* Exercise details
What lines in the data hold the string "should"? Show them.

Data items

PR #1133, opened 2018-05-15
quick fix for missing check

sennui:


apps/aecore/src/aec_chain_state.erl
```diff
@@ -260,15 +260,15 @@ internal_insert(Node, Block) ->
 
 %% NG-INFO: micro blocks inherit the height from the last key block
 assert_previous_height(Node) ->
-    case is_key_block(Node) of
-        true ->
-            {ok, PrevNode} = db_find_node(prev_hash(Node)),
+    case {db_find_node(prev_hash(Node)), is_key_block(Node)} of
+        {error, _} ->
+            ok;
```
lucafavatella: It means that if block not connected to genesis, height is not checked and height shall be checked when block gets connected to genesis. Where is block height checked when it gets connected to genesis?

sennui: @lucafavatella in this case it should allow to `error` only when the node is genesis. If I understand correctly header removal, we don't let out of order nodes in

sennui: to sum up after chat discussion - we allow out of order nodes, but they won't reach that code area

PR #1134, opened 2018-05-15
Ignore aevm_external in docker context

dincho:
This is the aevm external tests repo witch is about 600MB and useless in docker context.


ThomasArts:
I hope we don't need the tests to be around in the docker used for CI?

dincho:
> I hope we don't need the tests to be around in the docker used for CI?

Nope

dincho:
> We should probably move to whitelist.

Good idea, https://www.pivotaltracker.com/story/show/157624989

PR #1136, opened 2018-05-15
Fallback to old version of port compiler

ThomasArts:
Fix compilation problems in quick and dirty way.
We need a ticket upstream

Somewhere above version 1.6.0 of pc (port_compiler) the environment variables are passed down to pc. This causes error in compilation stating that -o flag cannot have multiple out files.

### DIFF
--- a/rebar.config
+++ b/rebar.config
@@ -45,6 +45,7 @@
         {idna, {git, "https://github.com/aeternity/erlang-idna", {ref, "24bf647"}}}
        ]}.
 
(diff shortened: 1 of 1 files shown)


lucafavatella:
CI workflow on first commit of this PR had passed https://circleci.com/workflow-run/b86a7134-5304-4543-b2a2-6e144f1493fb

I do not see how a comment in rebar.config could break CI so I am considering merging. I see two approvals.

eproxus:
(For future reference, [reviews can be dismissed](https://help.github.com/articles/dismissing-a-pull-request-review/) to make the checks pass).

PR #1138, opened 2018-05-15
Pt 157355749 path and query parameters

ThomasArts:
Use the fix in the swagger_endpoints plugin version 0.2.1 to create URL from path and query maps.

And remove deprecated APIs from the swagger.yaml file as well as the tests related to it.

### DIFF
--- a/config/swagger.yaml
+++ b/config/swagger.yaml
@@ -106,61 +106,7 @@ paths:
           description: Header not found
           schema:
             $ref: '#/definitions/Error'
-      security:
-  /block-by-height:
-    get:
-      tags:
-        - external
-        - gossip
-      operationId: GetBlockByHeightDeprecated
-      description: 'Get a block by height'
-      produces:
-        - application/json
-      parameters:
-        - in: query
-          name: height
-          description: 'Height of the block to fetch'
-          required: true
-          type : integer
-      responses:
-        '200':
-          description: The block being found
-          schema:
-            $ref: '#/definitions/Block'
-        '404':
-          description: Block not found
-          schema:
-            $ref: '#/definitions/Error'
-      security:
-  /block-by-hash:
-    get:
-      tags:
-        - external
-        - gossip
-      operationId: GetBlockByHashDeprecated
-      description: 'Get a block by hash'
-      produces:
-        - application/json
-      parameters:
-        - in: query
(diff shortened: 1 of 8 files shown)


config/swagger.yaml
```diff
@@ -175,7 +122,7 @@ paths:
       parameters:
         - in: body
           name: body
-          description: Put a new block to node
+          description: A new block
```
jur0: I see some have description in single quotes, some without.

config/swagger.yaml
```diff
@@ -201,7 +148,7 @@ paths:
       parameters:
         - in: body
           name: body
-          description: Put a new transaction to node
+          description: a new transaction
```
jur0: A small typo: "A new ..."

ThomasArts: There is no verb in this description and hence it is not a sentence, therefore I was not using a capital A here.

config/swagger.yaml
ThomasArts: I left the quotation as it was originally. Swagger does not demand one or the other.

velzevur: I think quotation is required only when there are special symbols like `'`

config/swagger.yaml
uwiger: Still, it would be consistent with "A new block" above and "A spend transaction" below to use a capital A.

system_test/aest_perf_SUITE.erl
```diff
@@ -182,8 +182,11 @@ wait_for_sync(Nodes, Height, Cfg) ->
     SyncTimeout = proplists:get_value(sync_timeout, Cfg),
     wait_for_value({height, Height}, Nodes, SyncTimeout * Height, Cfg).
 
-get_block(NodeName, Height, Cfg) ->
-    request(NodeName, [v2, 'block-by-height'], #{height => Height}, Cfg).
+get_block(NodeName, Height) ->
+    case request(NodeName, 'GetBlockByHeight', #{height => Height}) of
+        {ok, 200, Block} -> Block;
+        _ -> error(undefined)
```
eproxus: Can this raise some more error information to make the test cases easier to debug? Something like `Error -> error({error_getting_block, NodeName, Height, Error})`

PR #1140, opened 2018-05-15
series of fixes to get int tests green (not yet...)

sennui:


apps/aecore/src/aec_mining.erl
```diff
@@ -28,7 +28,7 @@ create_micro_block_candidate(TopBlock, CurrentKeyBlock, TopBlockTrees) ->
 -spec create_key_block_candidate(aec_blocks:block(), aec_blocks:block(), aec_trees:trees(),
     list(aec_headers:header())) -> {ok, aec_blocks:block(), aec_pow:nonce()} | {error, term()}.
 create_key_block_candidate(TopBlock, CurrentKeyBlock, TopBlockTrees, AdjHeaders) ->
-    Height = aec_blocks:height(TopBlock) + 1,
+    Height = aec_blocks:height(CurrentKeyBlock) + 1,
```
zp-sd: `TopBlock` height should be same as `CurrentKeyBlock`? Or not?

sennui: It may be. We need info from the current key block and it may be current top (if no micro is present)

* Expected answer
sennui: @lucafavatella in this case it should allow to `error` only when the node is genesis. If I understand correctly header removal, we don't let out of order nodes in
> We should probably move to whitelist.
zp-sd: `TopBlock` height should be same as `CurrentKeyBlock`? Or not?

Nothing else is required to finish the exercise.